Okay. An average 70 kg human has a lung capacity of about 6 kg. Tidal
volume -- the amount of air breathed in and out during normal
respiration -- is much lower, less than a liter.

For argument's sake, let's say the modified lungs are no longer tidal
but flow-through; the aquahuman breathes through the mouth, then expels
the water through the gill slits along the ribs. We will handwave away
the issue of blood circulation. [handwave]

Our 70 kg human needs to "breathe" 140 liters/minute at rest. That's a
full "breath" of water every 0.9 seconds.

That sound possible, if uncomfortable. You'd be panting heavily, and
each breath would be a double lungful of water. The caloric burn just
to maintain breathing would be significant. Still, it maybe could just
barely work.

However, things get ugly fast if you try anything more active than
passive drifting with the current. A "walking" human is burning at
about 2 times rest rate. Two breaths per second... um. And a
"jogging" human, forget it.

So, a water-breathing mammal would indeed be pretty sluggish. Maybe it
could find a niche as a drifting filter feeder, but anything more
active is right out.
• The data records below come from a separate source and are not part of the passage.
PR #224553, opened 2025-08-27
[IMP] improve `mail` visual consistency 

stefanorigano:
task-5042678

---
I confirm I have signed the CLA and read the PR guidelines at www.odoo.com/submit-pr

PR #244806, opened 2026-01-20
[FIX] mail: channel member actions are hard to find

alexkuhn:
Before this commit, the channel member actions were hard to find:
- Click on Members panel.
- Click on Member to open popover card.
- Click on "..." in top-right corner of card.

This is hard because only this avatar card from this menu has the "..." button, and the actions are hidden in this menu. This is easy to miss since avatar cards in message list or other places don't have this "...", and since the actions are hidden there many people could easily miss these actions.

This commit improves the visibility of action by their showing as a "..." on the member item on hover in the "Members" panel. This works like the "..." button in the discuss left sidebar, where the button is shown on mouse-hover. Mobile view (small or mobile device) shows the button all the time next to member, making the discoverability of the action very clear.

Task-5871730

Before / After
Screenshot 2026-01-23 at 14 45 17
Screenshot 2026-01-26 at 11 56 09

----

This PR also makes channel member actions available in guest items, so we can now "Remove Member" on guests too.

Screenshot 2026-01-27 at 18 25 54

### DIFF
--- a/addons/mail/static/src/discuss/core/common/channel_member.js
+++ b/addons/mail/static/src/discuss/core/common/channel_member.js
@@ -1,12 +1,16 @@
 import { ImStatus } from "@mail/core/common/im_status";
 import { ActionPanel } from "@mail/discuss/core/common/action_panel";
+import { useChannelMemberActions } from "@mail/discuss/core/common/channel_member_actions";
 
 import { Component, useState } from "@odoo/owl";
+import { Dropdown } from "@web/core/dropdown/dropdown";
+import { useDropdownState } from "@web/core/dropdown/dropdown_hooks";
 
 import { useService } from "@web/core/utils/hooks";
+import { ActionList } from "@mail/core/common/action_list";
 
 export class ChannelMember extends Component {
-    static components = { ImStatus, ActionPanel };
+    static components = { ActionList, ActionPanel, Dropdown, ImStatus };
     static props = ["member"];
     static template = "discuss.ChannelMember";
 
@@ -14,6 +18,8 @@ export class ChannelMember extends Component {
         super.setup();
         this.state = useState({});
         this.store = useService("mail.store");
+        this.actions = useChannelMemberActions({ member: () => this.props.member });
+        this.showingActions = useDropdownState();
     }
 
     /** @return {import("models").ChannelMember} */
--- a/addons/mail/static/src/discuss/core/common/channel_member_actions.js
+++ b/addons/mail/static/src/discuss/core/common/channel_member_actions.js
@@ -1,0 +1,101 @@
+import { registry } from "@web/core/registry";
+import { Action, ACTION_TAGS, useAction, UseActions } from "@mail/core/common/action";
+import { _t } from "@web/core/l10n/translation";
+import { ConfirmationDialog } from "@web/core/confirmation_dialog/confirmation_dialog";
+import { rpc } from "@web/core/network/rpc";
+
+export const channelMemberActionsRegistry = registry.category("discuss.channel.member/actions");
+
+/** @typedef {import("@odoo/owl").Component} Component */
+/** @typedef {import("@mail/core/common/action").ActionDefinition} ActionDefinition */
+/** @typedef {import("models").ChannelMember} ChannelMember */
+
+/**
+ * @typedef {ActionDefinition} ChannelActionDefinition
+ */
+
+/**
+ * @param {string} id
+ * @param {ChannelActionDefinition} definition
+ */
+export function registerChannelMemberAction(id, definition) {
+    channelMemberActionsRegistry.add(id, definition);
+}
+
+registerChannelMemberAction("set-admin", {
+    condition: ({ member }) => member.canSetAdmin,
+    icon: "fa fa-star text-primary",
+    name: _t("Set Admin"),
+    onSelected: ({ member }) => member.setChannelRole("admin"),
+    sequence: 10,
+});
+
+registerChannelMemberAction("remove-admin", {
+    condition: ({ member }) => member.canRemoveAdmin || member.canRemoveOwner,
+    icon: ({ member }) =>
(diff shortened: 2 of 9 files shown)


addons/mail/static/src/discuss/core/common/channel_member.js
```diff
@@ -2,18 +2,24 @@ import { ImStatus } from "@mail/core/common/im_status";
 import { ActionPanel } from "@mail/discuss/core/common/action_panel";
 
 import { Component, useState } from "@odoo/owl";
+import { Dropdown } from "@web/core/dropdown/dropdown";
+import { useDropdownState } from "@web/core/dropdown/dropdown_hooks";
 
 import { useService } from "@web/core/utils/hooks";
+import { useChannelMemberActions } from "./channel_member_actions";
```
seb-odoo: absolute import

addons/mail/static/src/discuss/core/common/channel_member_actions.js
```diff
@@ -0,0 +1,101 @@
...
+    condition: ({ member }) => member.canSetOwner,
+    icon: "fa fa-star text-warning",
+    name: _t("Set Owner"),
+    onSelected: ({ member }) => member.setChannelRole("owner"),
+    sequence: 30,
+});
+
+registerChannelMemberAction("remove-member", {
+    condition: ({ member }) => member.canRemoveMember,
+    icon: "fa fa-sign-out fa-rotate-180",
```
seb-odoo: Why rotate?

addons/mail/static/src/discuss/web/avatar_card/avatar_card_popover.js
```diff
@@ -167,6 +151,7 @@ export class AvatarCardPopover extends Component {
         this.props.close();
     }
 
+    /** @deprecated */
     onClickRemove() {
         this.dialog.add(ConfirmationDialog, {
```
seb-odoo, line 156: Could this somehow use the action method to avoid duplicating it?

seb-odoo (approved):
@robodoo delegate+

addons/mail/static/src/discuss/core/common/channel_member_actions.js
alexkuhn: This is to match with the sign-out of live chat channel.

seb-odoo: I'd rather we match the leave channel icon, as it does the same kind of action.

Live chat does a different thing.

addons/mail/static/src/discuss/web/avatar_card/avatar_card_popover.js
alexkuhn: This is harder than it looks:
- to make actions available here, it must be passed from `ChannelMember` component, through `env` or explicit `props`
- dialog doesn't propagate the `env`... So that would mean another prop just for that
- This uses generic component `ConfirmDialog`. Another prop means necessarily a custom dialog.

So I felt this was simpler to flag `@deprecated` here.

addons/mail/static/src/discuss/core/common/channel_member_actions.js
alexkuhn: All these actions should have be the same.
I'd argue the "Leave Channel" should rotate too.

The rotate was explicitly asked for live chat channel, which makes sense as this is a core action of livechat. The one from "Leave channel", very few people see and use it, and when that's the case there's the label so people don't think to much about the icon. But I'm pretty sure the intended icon of `sign-out` is the rotate version.

The rotate version makes it so that the position of arrow relative to the rectangle is the same. This is visually more pleasing:
Screenshot 2026-02-02 at 14 12 40

alexkuhn: And an arrow going away from label gives better vibes of a "leave" action.

seb-odoo: I much prefer the non-rotated version. We read from left to right. We are inside (on the left) and the arrow should point outside towards the right to leave. As the icon is intended to be.

alexkuhn: @stefanorigano The rotated `fa-sign-out` for live chat was introduced by https://github.com/odoo/odoo/pull/224553/changes#diff-d49b4c2d8dbdaeaf71c9e2d68543497aff874cd504138e63620e1eb7160a2fc1L28
Could you clarify the intention behind it? And also whether what is your opinion about the orientation of this icon in other contexts like "Leave Channel" or "Remove Member" inside dropdown? Thanks!

stefanorigano: Hello 👋

The goal is to provide a more immediate visual feedback while **toggling** 

https://github.com/user-attachments/assets/9412788c-dde2-4523-83f1-ab81f76d3005

---

Without rotation it would be slightly less clear.  Since the icon is quite small the only thing you clearly see is the arrow, without rotation it moves just slightly. 

https://github.com/user-attachments/assets/8507f1c8-8316-49fc-8fe8-642aa28a4314

The color helps, but still, we know that we cannot rely on that cause of filters (see eye-confort mode), and 'cause  of unpaired users. 

---

> orientation of this icon in other contexts like "Leave Channel" or "Remove Member" inside dropdown

I wouldn’t worry too much about consistency in this case. It’s always going to be a bit tricky for people to figure out what the symbol means, especially since the box is so thin at this font size. It’s not super reliable, and people will probably always go with the label instead.
As long as the label is clear (like “Remove Member”), I think we’re good 👍


Luckily we'll move to google symbols soon, those icons are way more cleaner.
image

alexkuhn: Thanks! I've pushed version without `fa-rotate-180` then :)

PR #244818, opened 2026-01-20
[IMP] l10n_tr_nilvera_einvoice: migrate last fetched dates to fields

alialfie:
To store the last fetched date in stable to allow for synchronization, config parameters were used. In master, these are now replaced with dedicated fields on the company model for better performance and easier maintenance.

This commit adds dedicated fields on res.company for einvoice and earchive dates.

task-5865683

Upgrade PR: https://github.com/odoo/upgrade/pull/9315


jbw-odoo (approved):
Looks good, thanks
robodoo r+

PR #244837, opened 2026-01-20
[FIX] base: fix `click_all` menus demo test access rights

Dj0ulo:
__Steps to reproduce:__

1. Create a new db with `contacts` and `account_followup` installed
   without demo data.
2. Run `TestMenusDemo` using `--test-tags click_all:TestMenusDemo`.
   => It fails when testing the "Overdue Customer Invoices" filter.

__Reason:__

`TestMenusDemo` inherits from `HttpCaseWithUserDemo`, which creates a
fake user demo if the database does not already contain one (meaning
that it has no demo data). However, when doing so, it does not include
all the access groups needed by the different modules.

Since this filter requires access to `account.move.line`, an
`AccessError` is raised and the test fails.

__Fix:__

- Inside `TransactionCaseWithUserDemo` setup, add all the access groups
  in which Marc Demo normally is included to better represent the real
  flow.
- Clean up the duplicate code.

runbot-231045

### DIFF
--- a/odoo/addons/base/tests/common.py
+++ b/odoo/addons/base/tests/common.py
@@ -161,29 +161,6 @@ class TransactionCaseWithUserDemo(TransactionCase):
     def setUpClass(cls):
         super().setUpClass()
 
-        cls.env.ref('base.partner_admin').write({'name': 'Mitchell Admin'})
-        cls.user_demo = cls.env['res.users'].search([('login', '=', 'demo')])
-        cls.partner_demo = cls.user_demo.partner_id
-
-        if not cls.user_demo:
-            cls.env['ir.config_parameter'].sudo().set_param('auth_password_policy.minlength', 4)
-            cls.partner_demo = cls.env['res.partner'].create({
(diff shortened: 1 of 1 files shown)


odoo/addons/base/tests/common.py
```diff
@@ -201,31 +178,43 @@ def setUpClass(cls):
...
-            })
-            cls.user_demo = cls.env['res.users'].create({
-                'login': 'demo',
-                'password': 'demo',
-                'partner_id': cls.partner_demo.id,
-                'group_ids': [Command.set([cls.env.ref('base.group_user').id, cls.env.ref('base.group_partner_manager').id])],
-            })
+    def _get_user_demo_access_groups(cls):
+        group_xml_ids = [
+            'account.group_account_user',
```
kmagusiak, line 187: This is not in base. You should not add all groups, you will just mask errors.

kmagusiak (changes requested):
Fix the issue instead of adding all permission in base.

PR #244912, opened 2026-01-21
[FIX] pos_loyalty: load product without gift card

aksi-odoo:
Step to reproduce
- install `pos_loyalty` and have two companies
- for this record: `loyalty.gift_card_product_50` set company_id = company1
- switch to company b and start pos

Observation:
- no products are loaded

Cause:
- `browse()` was used to load records `gift_card_product_50` and `ewallet_product_50`
- when any of them is restricted on one company it fails to load whole model

Fix:
- Instead of directly loading them, we use `search()` to avoid `AccessError` so that rest of the products can be loaded.
- Gift card is still not shown as expected

opw-5449466

---

### DIFF
--- a/addons/pos_loyalty/models/product_template.py
+++ b/addons/pos_loyalty/models/product_template.py
@@ -29,7 +29,7 @@ class ProductTemplate(models.Model):
             'loyalty.gift_card_product_50',
             'loyalty.ewallet_product_50',
         ])
-        special_display_products = self.env['product.product'].browse(loyality_products)
+        special_display_products = self.env['product.product'].search([('id', 'in', loyality_products)])
         # Include trigger products from loyalty programs of type 'gift_card' or 'ewallet'
         special_display_products += self.env['loyalty.program'].search([
             ('program_type', 'in', ['gift_card', 'ewallet']),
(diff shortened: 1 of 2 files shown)


alsh-odoo (approved):

robinengels (approved):
LGTM

addons/pos_loyalty/models/product_template.py
```diff
@@ -29,7 +29,8 @@ def _load_pos_data(self, data):
             'loyalty.gift_card_product_50',
             'loyalty.ewallet_product_50',
         ])
-        special_display_products = self.env['product.product'].browse(loyality_products)
+        # sudo(): to avoid scenario when above products are limited to a company
+        special_display_products = self.env['product.product'].sudo().browse(loyality_products)
```
adgu-odoo: If they are limited to a company, wouldn't it be better if we just do

```suggestion
        special_display_products = self.env['product.product']
        for product in loyality_products:
            try:
                special_display_products |= self.env['product.product'].sudo().browse(product)
            except AccessError:
                continue
```

aksi-odoo: Hey @adgu-odoo  thanks for review , i have update the pr.

PR #244915, opened 2026-01-21
[FIX] l10n_vn: add missing VAT 8% tag to report formula

matd-odoo:
`VAT_SALES` report line aggregates total untaxed amount from its children lines.

Previously, the formula for this line was missing `VAT_SALES_8.amount_untaxed`.
As a result, the base amount for 8% VAT transactions was excluded from the total
sales base calculation.

This commit adds the missing tag to the `VAT_SALES` formula to ensure the total
taxable base is calculated correctly.

task-5836154


khva-odoo (approved):
LGTM

vin-odoo (approved):
robodoo r+

Thank you!

PR #204805, opened 2025-04-04
[IMP] sale,*: light improvements

khaj-odoo:
Description of the issue/feature this PR addresses:
Improvements to Sales module and portal view.

Current behavior before PR:
- Delivery date always shown in PDF  
- Old demo reward for Simple Pen  
- Sales warning field had a label  
- Static quote builder video timestamp  
- No Shipping Status in SO portal

Desired behavior after PR is merged: 
- Show delivery date in PDF only if set  
- Update Simple Pen reward to 1 per $50  
- Remove label from sales warning field  
- Use dynamic timestamp for quote video  
- Show Shipping Status in SO portal view

See also:

- Enterprise PR: https://github.com/odoo/enterprise/pull/82886

Task-4402920
---
I confirm I have signed the CLA and read the PR guidelines at www.odoo.com/submit-pr

PR #244917, opened 2026-01-21
[FIX] {l10n_din5008_,}sale: missing Delivery Date on DIN5008 report and preview

khsr-odoo:
**Steps to reproduce:**
1. Install modules `sale_management` and `l10n_din5008_sale`
2. Go to Settings, Configure Document Layout and set layout to DIN 5008
3. Create a new Sale Order
4. Set a customer, add a product, and fill in the Delivery Date (Other Info)
5. Click on Print and Preview

**Issue:**
The Delivery Date (commitment_date) is not displayed on:
- The DIN 5008 sale order report
- The sale order preview (portal view)

Functional experts confirmed that the Delivery Date must be visible when using the DIN 5008 layout.

**Cause:**
The `commitment_date` field was not included in the DIN 5008 sale order report template nor in the preview view.

**Solution:**
This commit adds the Delivery Date information to:
- The DIN 5008 sale order report template
- The sale order portal/preview view

**opw-5490651**

**Before:**
image
image

**After:**
image
image

### DIFF
--- a/addons/sale/views/sale_portal_templates.xml
+++ b/addons/sale/views/sale_portal_templates.xml
@@ -414,6 +414,10 @@
                                 <th t-else="" class="ps-0 pb-0">Date:</th>
                                 <td class="w-100 pb-0 text-wrap"><span t-field="sale_order.date_order" t-options='{"widget": "date"}'/></td>
                             </tr>
+                            <tr t-if="sale_order.commitment_date and sale_order.state in ['sent', 'sale']">
+                                <th class="ps-0 pb-0">Delivery Date:</th>
+                                <td class="w-100 pb-0 text-wrap"><span t-field="sale_order.commitment_date" t-options='{"widget": "date"}'/></td>
+                            </tr>
                             <tr t-if="sale_order.validity_date and sale_order.state in ['draft', 'sent']">
                                 <th class="ps-0 pb-0">Expiration Date:</th>
                                 <td class="w-100 pb-0 text-wrap"><span t-field="sale_order.validity_date" t-options='{"widget": "date"}'/></td>
--- a/addons/l10n_din5008_sale/report/din5008_sale_templates.xml
+++ b/addons/l10n_din5008_sale/report/din5008_sale_templates.xml
@@ -28,6 +28,10 @@
                                 <td>Order Date:</td>
                                 <td><div t-field="doc.date_order" t-options="{'widget': 'date'}"/></td>
                             </tr>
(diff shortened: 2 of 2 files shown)


alsh-odoo (approved):

addons/sale/views/sale_portal_templates.xml
```diff
@@ -414,6 +414,10 @@
                                 <th t-else="" class="ps-0 pb-0">Date:</th>
                                 <td class="w-100 pb-0 text-wrap"><span t-field="sale_order.date_order" t-options='{"widget": "date"}'/></td>
                             </tr>
+                            <tr t-if="sale_order.commitment_date">
```
agr-odoo: The condition on sale order state needs to be added here, otherwise the line could be broken in the order cases

agr-odoo (changes requested):

agr-odoo (approved):
Looks good, it may mess up with third party customizations, but it can't be helped

addons/sale/views/sale_portal_templates.xml
```diff
@@ -414,6 +414,10 @@
                                 <th t-else="" class="ps-0 pb-0">Date:</th>
                                 <td class="w-100 pb-0 text-wrap"><span t-field="sale_order.date_order" t-options='{"widget": "date"}'/></td>
                             </tr>
+                            <tr t-if="sale_order.commitment_date and sale_order.state in ['sale', 'cancel']">
```
Feyensv: Why should we show the delivery date for cancelled orders? 🤔

Feyensv (commented):
Doesn't really seem to be a fix to me, more an improvement 🤔 

@Jean-boje do we want to add the Expected delivery date in the portal ?

addons/sale/views/sale_portal_templates.xml
khsr-odoo: Hello,
After confirming with the PO, I have updated the state in the portal.
Additionally, in 19.0 the delivery date is already present in the portal view

https://github.com/odoo/odoo/blob/53e09796a842aa020df4411d07ab4a285bd8f484/addons/sale/views/sale_portal_templates.xml#L613-L619

Implemented with: https://github.com/odoo/odoo/pull/204805/files#diff-d81ab625daf015b596e3b4c58624890e73068902abec55ce62add069c3c3a2e7R610

Feyensv (approved):
Ok for `sale` part then 👌

lordkrandel (approved):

Our poor aquahuman would spent most of his energy
simply breathing, and even very modest exertion would cause him to
instantly black out.

Hm. Okay, what about dropping body temperature?

> You don't want to do this; non-hibernating mammals don't tolerate
> hypothermia well. Brain, heart, liver and kidney perfusion is largely
> non-negotiable.

Anteaters and sloths have mildly variable core temperatures. Sloths do
fine down to 31 C, and anteaters down to 32. Naked-mole rats go down
to 30 C, but they're deeply weird. Never mind them.

Anteaters, at least, are reasonably active creatures; they don't hurry
much, but they're strong, roam over large areas, show bursts of intense
activity when ripping open nests to feed, and survive just fine despite
the presence of large predators. Yeah, they have really tiny brains,
but we're talking proof-of-concept here. It's clearly possible to have
a large, moderately active mammal with a core temperature 5 degrees
lower than yours or mine.

If our aquahuman can tolerate a core temperature of 32 C, things do get
better. Not great, but better. You cut oxygen requirements by about
half. So, we now have a creature that mostly drifts, but can swim
slowly, and occasionally exert itself for a minute or two.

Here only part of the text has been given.